*Goal of the exercise*:
All entries that follow are to be printed exactly as written.

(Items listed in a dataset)
####

PR #467, opened 2024-06-12
[GsoC][BanyanDB] Self-Observability: Write Metric Data to Measure In Standalone Mode

Sylvie-Wxr:
### <Feature description>
- [ ] If this pull request closes/resolves/fixes an existing issue, replace the issue number. Fixes apache/skywalking#10634.

image

Implementation Detail 
- build IWR from value and labelValues
- Set up map to store metrics, batch flush metrics to measure every 5s.


pkg/meter/native/instruments.go
```diff
@@ -18,10 +18,126 @@
...
+}
+
+// Counter Only Methods.
+func (n *nativeInstrument) Inc(_ float64, _ ...string) {}
+
+// Gauge Only Methods.
+func (n *nativeInstrument) Set(value float64, labelValues ...string) {
+	n.mutex.Lock()
+	defer n.mutex.Unlock()
+	message := bus.NewBatchMessageWithNode(bus.MessageID(time.Now().UnixNano()), "", n.buildIWR(value, labelValues...))
```
hanahmily, line 79: It would be better to store the value in an internal field of 'nativeInstrument' instead. The flushing process will then generate such messages.

pkg/meter/native/instruments.go
```diff
@@ -18,10 +18,126 @@
...
+		log.Error().Err(err).Msg("Failed to convert tagValues to Entity")
+	}
+	writeRequest := &measurev1.WriteRequest{
+		MessageId: uint64(time.Now().UnixNano()),
+		Metadata: &commonv1.Metadata{
+			Group: NativeObservabilityGroupName,
+			Name:  n.measureName,
+		},
+		DataPoint: &measurev1.DataPointValue{
+			Timestamp: timestamppb.New(time.Now().Truncate(time.Millisecond)),
```
hanahmily, line 104: The "second" unit is sufficient; we don't require millisecond precision.

hanahmily (changes requested):

pkg/meter/native/vec.go
```diff
@@ -0,0 +1,146 @@
...
+func newMetricVec(measureName string, pipeline queue.Client, scope meter.Scope) *metricVec {
+	clock, _ := timestamp.GetClock(context.TODO())
+	n := &metricVec{
+		measureName: measureName,
+		pipeline:    pipeline,
+		scope:       scope,
+		scheduler:   timestamp.NewScheduler(log, clock),
+		metrics:     map[uint64]metricWithLabelValues{},
+	}
+	err := n.scheduler.Register("flush metrics", cron.Descriptor, "@every 5s", func(_ time.Time, _ *logger.Logger) bool {
```
hanahmily, line 70: Please move this to "service.go". I prefer to keep a single scheduler for flushing all metrics.

pkg/meter/native/vec.go
```diff
@@ -0,0 +1,146 @@
...
+		messages = append(messages, bus.NewBatchMessageWithNode(bus.MessageID(time.Now().UnixNano()), "", iwr))
+	}
+	_, err := publisher.Publish(data.TopicMeasureWrite, messages...)
+	if err != nil {
+		log.Error().Err(err).Msg("Failed to publish messasges")
+	}
+}
+
+func generateKey(labelValues []string) uint64 {
+	return convert.HashStr(strings.Join(labelValues, ""))
```
hanahmily, line 145: There is a flaw when the label values are:

* "ab", "cd"
* "abc", "d"

Your solution will mess them up.

pkg/meter/native/instruments.go
```diff
@@ -18,10 +18,76 @@
...
+func (c *counter) Inc(delta float64, labelValues ...string) {
+	c.mutex.Lock()
+	defer c.mutex.Unlock()
+	key := generateKey(labelValues)
+	v, exist := c.metrics[key]
+	if !exist {
+		v = metricWithLabelValues{
+			labelValues: labelValues,
+		}
+	}
```
hanahmily, line 45: Could you extract these lines to a method of metricVec, since all relevant methods will use it?

pkg/meter/native/vec.go
```diff
@@ -0,0 +1,146 @@
...
+						},
+					},
+				},
+			},
+		},
+	}
+	return &measurev1.InternalWriteRequest{
+		Request:      writeRequest,
+		ShardId:      uint32(0),
+		SeriesHash:   pbv1.HashEntity(entities),
```
hanahmily, line 120: You can use this value as the map key to avoid the collision mentioned in the "generateKey" function.

hanahmily (changes requested):

hanahmily (approved):
LGTM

####

*Result of the exercise*:
PR #467, opened 2024-06-12
[GsoC][BanyanDB] Self-Observability: Write Metric Data to Measure In Standalone Mode

Sylvie-Wxr:
### <Feature description>
- [ ] If this pull request closes/resolves/fixes an existing issue, replace the issue number. Fixes apache/skywalking#10634.

image

Implementation Detail 
- build IWR from value and labelValues
- Set up map to store metrics, batch flush metrics to measure every 5s.


pkg/meter/native/instruments.go
```diff
@@ -18,10 +18,126 @@
...
+}
+
+// Counter Only Methods.
+func (n *nativeInstrument) Inc(_ float64, _ ...string) {}
+
+// Gauge Only Methods.
+func (n *nativeInstrument) Set(value float64, labelValues ...string) {
+	n.mutex.Lock()
+	defer n.mutex.Unlock()
+	message := bus.NewBatchMessageWithNode(bus.MessageID(time.Now().UnixNano()), "", n.buildIWR(value, labelValues...))
```
hanahmily, line 79: It would be better to store the value in an internal field of 'nativeInstrument' instead. The flushing process will then generate such messages.

pkg/meter/native/instruments.go
```diff
@@ -18,10 +18,126 @@
...
+		log.Error().Err(err).Msg("Failed to convert tagValues to Entity")
+	}
+	writeRequest := &measurev1.WriteRequest{
+		MessageId: uint64(time.Now().UnixNano()),
+		Metadata: &commonv1.Metadata{
+			Group: NativeObservabilityGroupName,
+			Name:  n.measureName,
+		},
+		DataPoint: &measurev1.DataPointValue{
+			Timestamp: timestamppb.New(time.Now().Truncate(time.Millisecond)),
```
hanahmily, line 104: The "second" unit is sufficient; we don't require millisecond precision.

hanahmily (changes requested):

pkg/meter/native/vec.go
```diff
@@ -0,0 +1,146 @@
...
+func newMetricVec(measureName string, pipeline queue.Client, scope meter.Scope) *metricVec {
+	clock, _ := timestamp.GetClock(context.TODO())
+	n := &metricVec{
+		measureName: measureName,
+		pipeline:    pipeline,
+		scope:       scope,
+		scheduler:   timestamp.NewScheduler(log, clock),
+		metrics:     map[uint64]metricWithLabelValues{},
+	}
+	err := n.scheduler.Register("flush metrics", cron.Descriptor, "@every 5s", func(_ time.Time, _ *logger.Logger) bool {
```
hanahmily, line 70: Please move this to "service.go". I prefer to keep a single scheduler for flushing all metrics.

pkg/meter/native/vec.go
```diff
@@ -0,0 +1,146 @@
...
+		messages = append(messages, bus.NewBatchMessageWithNode(bus.MessageID(time.Now().UnixNano()), "", iwr))
+	}
+	_, err := publisher.Publish(data.TopicMeasureWrite, messages...)
+	if err != nil {
+		log.Error().Err(err).Msg("Failed to publish messasges")
+	}
+}
+
+func generateKey(labelValues []string) uint64 {
+	return convert.HashStr(strings.Join(labelValues, ""))
```
hanahmily, line 145: There is a flaw when the label values are:

* "ab", "cd"
* "abc", "d"

Your solution will mess them up.

pkg/meter/native/instruments.go
```diff
@@ -18,10 +18,76 @@
...
+func (c *counter) Inc(delta float64, labelValues ...string) {
+	c.mutex.Lock()
+	defer c.mutex.Unlock()
+	key := generateKey(labelValues)
+	v, exist := c.metrics[key]
+	if !exist {
+		v = metricWithLabelValues{
+			labelValues: labelValues,
+		}
+	}
```
hanahmily, line 45: Could you extract these lines to a method of metricVec, since all relevant methods will use it?

pkg/meter/native/vec.go
```diff
@@ -0,0 +1,146 @@
...
+						},
+					},
+				},
+			},
+		},
+	}
+	return &measurev1.InternalWriteRequest{
+		Request:      writeRequest,
+		ShardId:      uint32(0),
+		SeriesHash:   pbv1.HashEntity(entities),
```
hanahmily, line 120: You can use this value as the map key to avoid the collision mentioned in the "generateKey" function.

hanahmily (changes requested):

hanahmily (approved):
LGTM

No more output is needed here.